In this study, we found that the ADC sequence had better diagnostic efficacy compared with the T2WI sequence, consistent with the findings of Hou et al.35. The ADC sequence, based on DWI, accurately measures water molecule diffusion and is sensitive to both intracellular and extracellular water movement. This reflects the microstructural characteristics of tissues and the spatial distribution of water molecules. Conversely, T2WI relies on T2 relaxation time measurements, which assess transverse relaxation characteristics of water molecules. This provides information on the velocity and extent of free water diffusion within tissues. Consequently, the ADC sequence demonstrates higher sensitivity and specificity compared to T2WI for diagnostic purposes.

In our study, the AUC of the random forest model using only the ADC sequence was 0.869, comparable to the AUC of 0.863 reported by Hou et al. for their model employing the same ADC sequence30. Furthermore, we constructed a random forest model integrating ADC sequences combined with TAP and additional clinical features, achieving an improved AUC of 0.915. Interestingly, Hou et al. employed a similar model combining ADC sequences with clinical features, achieving an AUC of 0.912. This indicates that our study comprehensively analyzed clinical and radiomic features while applying optimized machine learning methodologies to construct the predictive model. Importantly, the inclusion of TAP in our model highlights its incremental diagnostic value for differentiating prostate cancer from benign conditions.

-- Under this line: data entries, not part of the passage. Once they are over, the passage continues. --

Issue #1512, opened 2022-11-24
HttpUriConflict while defining multiple operations inside a service


protyay:
I'm defining multiple operations inside a resource and adding that resource to the service shape. 
During Smithy build, I get `HttpUriConflict` 
```
Operation URI, `/dc/labor/shift-planning/v1/input/{screenId}/tabs`, conflicts with other operation URIs in the same service: [`com.amazon.dclaborshiftplanningservice#FetchFilters` (/dc/labor/shift-planning/v1/input/{screenId}/{tabKey}/filters)]
```
Smithy Code
```
resources: [
        PickStrategyResource,
        ReportsPageResource,
        InputPageResource
    ]

resource InputPageResource {
    operations: [
        FetchTabs
        FetchInputPageContent
        SaveUserOverrides
    ]
}

@http(
    method: "GET",
    uri: "/dc/labor/shift-planning/v1/input/{screenId}/tabs"
)
operation FetchTabs {
// structures
}
@http(
    method: "GET",
    uri: "/dc/labor/shift-planning/v1/input/{screenId}/{tabKey}/filters"
)
operation FetchFilters {
}
```
Does that mean all resource operations in a given service closure should have the same URI ? 😕 

As a workaround, I'm not binding all my `resources` to the `service` shape and the build runs fine, but the downside is probably I have to repeat the `errors` property in each of the operation shapes. 
Do I understand these correctly ?

sugmanue:
> Does that mean all resource operations in a given service closure should have the same URI ? 😕

No, it does mean that the two patterns 

* `/dc/labor/shift-planning/v1/input/{screenId}/tabs`
* `/dc/labor/shift-planning/v1/input/{screenId}/{tabKey}/filters`

conflict according to the rules in the specification, see [here](https://smithy.io/2.0/spec/http-bindings.html?highlight=http%20bindings#pattern-validation-and-conflict-avoidance). In particular this bit

> A label and a literal SHOULD NOT both occupy the same segment in patterns which are equivalent to that point if they share a host.

You can workaround this by slightly changing one of the URI's, for instance by using `tabs` and `filters` as prefix rather than a suffix, not ideal but should unblock you.

[...]

Issue #1029, opened 2021-12-27
URI conflict validation is too constraining


Baccata:
#### Minimised repro 

```kotlin
namespace foo

service Foo {
  operations: [Hello1, Hello2]
}

structure Hello1Input {
  @httpLabel
  @required
  name: String,
}

@http(method: "GET", uri: "/hello")
@readonly
operation Hello2 {
}

@http(method: "GET", uri: "/{name}/greet")
operation Hello1 {
  input: Hello1Input,
}
```

Gives the following errors : 

![Screenshot 2021-12-27 at 12 06 39](https://user-images.githubusercontent.com/4439335/147465948-ac19726a-964a-4b40-a99c-82de8c47dc14.png)

#### Expected behaviour : 

These two URI paths should not be presenting a conflict, as there is always a possibility to distinguish between one and the other without additional informations. 

I believe the cause of the problem is [this condition](https://github.com/awslabs/smithy/blob/main/smithy-model/src/main/java/software/amazon/smithy/model/pattern/SmithyPattern.java#L135-L138) which rakes too widely.

mtdowling:
Yes, it is too constraining in several ways. We have a few proposals to make URI conflict resolution more flexible. I’m hoping we can finish those up and publish an RFC soon.

david-perez:
Is that RFC ready?

Quafadas:
Bumped into this whilst trying to smithy-translate an API...

kubukoz:
Another example from today:

```
GET /subscriptions/{id}
GET /subscriptions/device/{deviceId}
```

these shouldn't be conflicting as `{id}` isn't a greedy label. Is there any chance we can update this soon?

sugmanue:
We are aware that the rule is too restrictive and we are planning to publish an RFC in the coming weeks to allow these and URIs that _might conflict_ at runtime by specifying how the conflicts should be resolved by using the most specific URI, similar to what [API Gateway does](https://docs.aws.amazon.com/apigateway/latest/developerguide/http-api-develop-routes.html#http-api-develop-routes.evaluation). 

I will update this issue when the RFC is publish to get early feedback and make sure that the proposal covers your use cases.

sugmanue:
I have opened a [draft pull request](https://github.com/awslabs/smithy/pull/1539) for our current thinking about how to remove this restriction, if you have time we will appreciate your feedback on this proposal

lenguyenthanh:
[...]

PR #1539, opened 2022-12-14
URI Pattern Validation and Conflict Resolution design doc

sugmanue:
*Issue #, if available:* #1512 #1029

*Description of changes:*

Design proposal to change the way we validate URI patterns to allow conflicting ones while also specifying how the servers must route ambiguous requests.


designs/uri-conflict-resolution.md
```diff
@@ -0,0 +1,141 @@
...
+
+Given two ambiguous URI patterns `A` and `B` with segments
+`[A0, …, An]` and `[B0, …, Bm]` with query string literals
+`[AQ0, …, AQp]` and `[BQ0, …, BQq]` (with both `p` and `q` possibly
+zero, i.e., without query string literals), we use the following
+algorithm to compare them, for each index `x` from `0` to `min(n, m)`
+
+1. If `A[x]` and `B[x]` are both literals then continue (the literal values have to be equal otherwise the patterns would not be ambiguous)
+2. If `A[x]` is a literal and `B[x]` is a label then `A` is more specific than `B`, 
+3. If `A[x]` is a non-greedy label and `B[x]` is a greedy label than `A` is more specific than `B`
```
kubukoz, line 82:
```suggestion
3. If `A[x]` is a non-greedy label and `B[x]` is a greedy label then `A` is more specific than `B`
```

designs/uri-conflict-resolution.md
```diff
@@ -0,0 +1,141 @@
...
+
+* `/abc/{foo}/cde`
+* `/abc/{bar}/cde`
+
+## Proposal
+
+### Specificity Routing
+
+The proposal is to  accept any non-equivalent URI path patterns and
+also specifying the expected routing algorithm. The routing algorithm
```
kubukoz, line 62:
```suggestion
also specify the expected routing algorithm. The routing algorithm
```

kubukoz:
I think this addresses the problem well, thank you! I have no questions so far, just a couple spelling change suggestions.

guymguym:
hi @sugmanue this looks good, but I just wonder - wouldn't it be simple enough to assign an optional numeric priority to each conflicting route, so that api owners could solve any issue with the order of their routes. I would just say that the default priority is 0, and only if there is a collision on the same route and priority, then the api is invalid...

kubukoz:
I feel like doing priority with numbers is like good old `z-index` in CSS - at some point you're going to use the number `999` and regret this decision 😅 

having well-defined rules seems more principled.

sugmanue:
> having well-defined rules seems more principled.

+1 on that, and also opens up the possibility of subtle ways of introducing API breaking modes by changing this value.

guymguym:
I respect that you want to define rules, everyone loves rules, but with that approach I would just be worried that some api's will not be able to use it unless they add an `?x-id=OPNAME` query param to disambiguate between operations. See in S3 for example - https://github.com/awslabs/smithy-rs/issues/1012.

guymguym:
@sugmanue , @kubukoz  , thank you for the replies!

The point I still wanted to make is that using rules that reside "outside" the api definition, in a meta schema, is not going to be more backward compatible because changes to the rules could be implemented at different times for clients vs servers, which will introduce incompatibility. Adding  the routing order as information inside the api definition is actually more stable, and means the api definition is self-contained and described the api behavior as a configuration. So if I keep the api definition in my sources I can track the changes of routing as well. Which I see as a better api design than externalizing the routing as rules.

That said, I understand that a priority could sounds too simple and therefore not sophisticated enough, although I think that such simplicity is usually a good sign, and while z-index is criticized it still provides a pragmatic solution to those non common collision cases.

Two others ways to define such an order:
1. rely on the order of operations in the service.operations list itself.
2. a colliding operation could define an http binding property like routeAfter=OPNAME that would mean that this operation will always be after the other OPNAME and allow it to match first.

Thanks. Guy

mtdowling:
This looks great, Manuel! 

I looked at the S3 Smithy model, and I think all of it can be represented by this proposal _except_ for [CopyObject](https://docs.aws.amazon.com/AmazonS3/latest/API/API_CopyObject.html) which appears to use headers for routing, and assigning number based priorities to routes wouldn't help here. IMO, header-based routing wouldn't be worth the complexity nor something we'd want to proliferate.

<details>
<summary>Smithy validation errors without x-id</summary>

```
ERROR: com.amazonaws.s3#AbortMultipartUpload (HttpUriConflict)
     @ /Users/dowling/projects/aws-sdk-js-v3/codegen/sdk-codegen/aws-models/s3.json
     |
  49 |     "com.amazonaws.s3#AbortMultipartUpload": {
     |                                              ^
     = Operation URI, `/{Bucket}/{Key+}`, conflicts with other operation URIs in the same service: [`com.amazonaws.s3#DeleteObject` (/{Bucket}/{Key+})]

ERROR: com.amazonaws.s3#CopyObject (HttpUriConflict)
     @ /Users/dowling/projects/aws-sdk-js-v3/codegen/sdk-codegen/aws-models/s3.json
     |
1581 |     "com.amazonaws.s3#CopyObject": {
     |                                    ^
     = Operation URI, `/{Bucket}/{Key+}`, conflicts with other operation URIs in the same service: [`com.amazonaws.s3#PutObject` (/{Bucket}/{Key+}), `com.amazonaws.s3#UploadPartCopy` (/{Bucket}/{Key+}), `com.amazonaws.s3#UploadPart` (/{Bucket}/{Key+})]

ERROR: com.amazonaws.s3#DeleteObject (HttpUriConflict)
     @ /Users/dowling/projects/aws-sdk-js-v3/codegen/sdk-codegen/aws-models/s3.json
     |
3168 |     "com.amazonaws.s3#DeleteObject": {
     |                                      ^
     = Operation URI, `/{Bucket}/{Key+}`, conflicts with other operation URIs in the same service: [`com.amazonaws.s3#AbortMultipartUpload` (/{Bucket}/{Key+})]

ERROR: com.amazonaws.s3#GetObject (HttpUriConflict)
     @ /Users/dowling/projects/aws-sdk-js-v3/codegen/sdk-codegen/aws-models/s3.json
     |
4995 |     "com.amazonaws.s3#GetObject": {
     |                                   ^
     = Operation URI, `/{Bucket}/{Key+}`, conflicts with other operation URIs in the same service: [`com.amazonaws.s3#ListParts` (/{Bucket}/{Key+})]

ERROR: com.amazonaws.s3#ListParts (HttpUriConflict)
     @ /Users/dowling/projects/aws-sdk-js-v3/codegen/sdk-codegen/aws-models/s3.json
     |
8504 |     "com.amazonaws.s3#ListParts": {
     |                                   ^
     = Operation URI, `/{Bucket}/{Key+}`, conflicts with other operation URIs in the same service: [`com.amazonaws.s3#GetObject` (/{Bucket}/{Key+})]

ERROR: com.amazonaws.s3#PutObject (HttpUriConflict)
     @ /Users/dowling/projects/aws-sdk-js-v3/codegen/sdk-codegen/aws-models/s3.json
     |
11121 |     "com.amazonaws.s3#PutObject": {
     |                                   ^
     = Operation URI, `/{Bucket}/{Key+}`, conflicts with other operation URIs in the same service: [`com.amazonaws.s3#CopyObject` (/{Bucket}/{Key+}), `com.amazonaws.s3#UploadPartCopy` (/{Bucket}/{Key+}), `com.amazonaws.s3#UploadPart` (/{Bucket}/{Key+})]

ERROR: com.amazonaws.s3#UploadPart (HttpUriConflict)
     @ /Users/dowling/projects/aws-sdk-js-v3/codegen/sdk-codegen/aws-models/s3.json
     |
13681 |     "com.amazonaws.s3#UploadPart": {
     |                                    ^
     = Operation URI, `/{Bucket}/{Key+}`, conflicts with other operation URIs in the same service: [`com.amazonaws.s3#CopyObject` (/{Bucket}/{Key+}), `com.amazonaws.s3#PutObject` (/{Bucket}/{Key+}), `com.amazonaws.s3#UploadPartCopy` (/{Bucket}/{Key+})]

ERROR: com.amazonaws.s3#UploadPartCopy (HttpUriConflict)
     @ /Users/dowling/projects/aws-sdk-js-v3/codegen/sdk-codegen/aws-models/s3.json
     |
13701 |     "com.amazonaws.s3#UploadPartCopy": {
     |                                        ^
     = Operation URI, `/{Bucket}/{Key+}`, conflicts with other operation URIs in the same service: [`com.amazonaws.s3#CopyObject` (/{Bucket}/{Key+}), `com.amazonaws.s3#PutObject` (/{Bucket}/{Key+}), `com.amazonaws.s3#UploadPart` (/{Bucket}/{Key+})]
```

</details>

The thing we'd need to make more explicitly supported is placing dynamic query strings in the URI in addition to input parameters. This would remove the `x-id` thing for everything in the S3 model except CopyObject (TBD if/how there's a different solution for CopyObject, e.g., supporting `x-amz-copy-source` in the query string too). Here's a disambiguation example we could use instead of x-id.

```
AbortMultipartUpload: DELETE /{Bucket}/{Key+}?uploadId
DeleteObject:         DELETE /{Bucket}/{Key+}
```

Smithy validation allows this right now, but it's currently undefined behavior. It would be nice to add statements around if/how this works in the proposal.

guymguym:
@mtdowling you can see the summary of unsupported s3 routing cases in this comment - 
https://github.com/awslabs/smithy-rs/issues/1012#issuecomment-1023243176

for example in the case you mentioned about `?uploadId` we cannot match the route based on a query param with variable input value? Here is the longer description -

> These cases were added because a required query param cannot be specified in the route URI when its value is an actual input field (like ?uploadId=123 or ?partNumber=456), and not a fixed api value (like ?list-type=2). In the smithy spec you cannot specify just a key like ?uploadId in the uri to separate those cases because that's just like ?uploadId= and will fail to route and a value is provided. Maybe the spec can allow it with ?uploadId=* ?

mtdowling:
@guymguym: The way I think it could (and maybe even already) works is that servers would route based on static query string parameters regardless of if they have a value (e.g., `?acl` vs `?acl=true`). So in the `?uploadId` example, they could do the routing based on the presence of the query string parameter, and later, after an operation is matched, deserialize based on the query string binding of a member. We'd only ever want to do this for required input parameters since it would be used for routing. We'd also need to ensure that clients are able to handle this case.

zeyad001:
Any update on this?

AndrewFossAWS (approved):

However, this study has several limitations. First, the study employed a retrospective design with a single-center dataset, lacking external validation. Second, the small sample size may introduce selection bias and limit the generalizability of results. Clinicians’ assessments of potential lesions depend on individual clinical expertise and experience, introducing subjectivity that leads to variability in interpretations and discrepancies among practitioners. In future studies, it is necessary to address the performance variability, robustness, and reproducibility of radiomics-based models more transparently to enable widespread clinical applications. Large-scale multicenter trials are essential to minimize selection bias and improve model accuracy. Additionally, radiomics-based prognostic assessments for PCa patients should be prioritized to refine clinical decision-making and tailor adjuvant therapies. Compared to existing radiomics studies, our research demonstrates the following methodological advantages.

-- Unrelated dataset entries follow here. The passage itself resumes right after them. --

PR #1569, opened 2023-01-05
Fix Upgrade1to2Command for Set shape

AndrewFossAWS:
*Description of changes:*
Smithy IDL 1 contains set shapes, but IDL 2 does not. When upgrading from IDL 1, set shapes should be converted to list shapes. The upgrade command currently does not perform this conversion.

### DIFF
--- a/smithy-cli/src/main/java/software/amazon/smithy/cli/commands/Upgrade1to2Command.java
+++ b/smithy-cli/src/main/java/software/amazon/smithy/cli/commands/Upgrade1to2Command.java
@@ -46,6 +46,7 @@ import software.amazon.smithy.model.SourceLocation;
 import software.amazon.smithy.model.loader.ModelAssembler;
 import software.amazon.smithy.model.loader.Prelude;
 import software.amazon.smithy.model.shapes.MemberShape;
+import software.amazon.smithy.model.shapes.SetShape;
 import software.amazon.smithy.model.shapes.Shape;
 import software.amazon.smithy.model.shapes.ShapeType;
 import software.amazon.smithy.model.shapes.ShapeVisitor;
@@ -321,6 +322,14 @@ final class Upgrade1to2Command extends SimpleCommand {
             return null;
         }
 
+        @Override
+        public Void setShape(SetShape shape) {
+            getDefault(shape);
+            writer.erase(shape.getSourceLocation(), 3); // `set` has 3 characters
+            writer.insert(shape.getSourceLocation(), "@uniqueItems" + System.lineSeparator() + "list");
+            return null;
+        }
+
         private String serializeEnum(StringShape shape) {
             // Strip all the traits from the shape except the enum trait.
             // We're leaving the other traits where they are in the model
@@ -425,6 +434,13 @@ final class Upgrade1to2Command extends SimpleCommand {
             contents = String.join(System.lineSeparator(), lines);
         }
 
+        private void insert(SourceLocation from, String value) {
+            IdlAwareSimpleParser parser = new IdlAwareSimpleParser(contents);
+            parser.rewind(from);
+            int fromPosition = parser.position();
+            contents = contents.substring(0, fromPosition) + value + contents.substring(fromPosition);
+        }
+
         private void eraseLine(int lineNumber) {
             List<String> lines = new ArrayList<>(Arrays.asList(contents.split("\\r?\\n")));
             lines.remove(lineNumber - 1);
@@ -456,6 +472,16 @@ final class Upgrade1to2Command extends SimpleCommand {
             IdlAwareSimpleParser parser = new IdlAwareSimpleParser(contents);
             parser.rewind(from);
             int fromPosition = parser.position();
+            parser.rewind(to);
+            int toPosition = parser.position();
+            contents = contents.substring(0, fromPosition) + contents.substring(toPosition);
+        }
+
+        private void erase(SourceLocation from, int size) {
+            IdlAwareSimpleParser parser = new IdlAwareSimpleParser(contents);
+            parser.rewind(from);
+            int fromPosition = parser.position();
+            SourceLocation to = new SourceLocation(from.getFilename(), from.getLine(), from.getColumn() + size);
             parser.rewind(to);
             int toPosition = parser.position();
             contents = contents.substring(0, fromPosition) + contents.substring(toPosition);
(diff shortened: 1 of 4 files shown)


smithy-cli/src/main/java/software/amazon/smithy/cli/commands/Upgrade1to2Command.java
```diff
@@ -321,6 +323,18 @@ public Void stringShape(StringShape shape) {
             return null;
         }
 
+        @Override
+        public Void listShape(ListShape shape) {
+            if (shape instanceof SetShape) {
```
syall, line 328: Does the `uniqueItems` trait needed to be added for converting a `SetShape` to a `ListShape` here?

sugmanue: Yes, see [the migration guide here](https://smithy.io/2.0/guides/migrating-idl-1-to-2.html#convert-set-shapes-to-list-shapes).

smithy-cli/src/main/java/software/amazon/smithy/cli/commands/Upgrade1to2Command.java
```diff
@@ -321,6 +323,19 @@ public Void stringShape(StringShape shape) {
...
         }
 
+        @Override
+        public Void listShape(ListShape shape) {
+            getDefault(shape);
+            if (shape instanceof SetShape) {
+                int lineNumber = shape.getSourceLocation().getLine();
+                writer.eraseLine(lineNumber);
+                writer.insertLine(lineNumber, "list " + shape.toShapeId().getName() + " {");
+                writer.insertLine(lineNumber, "@uniqueItems");
```
sugmanue, line 333: I looked a bit closer into this as the `insertLine` at specific line with some new content seems a bit brittle, but I was able to break it using something like this (at the end of the file, unlikely but valid):

```
set SomeSet1 { member: NonBoxedInteger, }
```
the command fails with a cryptic message `Index: 35, Size: 34` (probably coming from trying to insert in an out of range index). If I have this (at the end of the file):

Firstly, many radiomics studies use nomograms to construct visualizable models36. However, these approaches often lack the computational efficiency to handle large-scale data and complex machine learning operations efficiently. Secondly, compared to Bayesian and K-nearest neighbors (KNN) algorithms, random forest models demonstrate superior performance in handling high-dimensional and imbalanced datasets. Additionally, our study provides a unique visualization of the random forest model’s decision-making process, enhancing transparency and interpretability.

In summary, our study demonstrates that a multimodal model integrating radiomics features, TAP and clinical characteristics presents potential for distinguishing benign from malignant prostate lesions. Our findings underscore the efficacy of mpMRI combined with innovative imageomics methodologies and clinical data for the identification of prostate cancer. Furthermore, integrating automated machine learning into mpMRI frameworks provides a comprehensive approach to enhance cancer detection sensitivity and refine risk stratification strategies.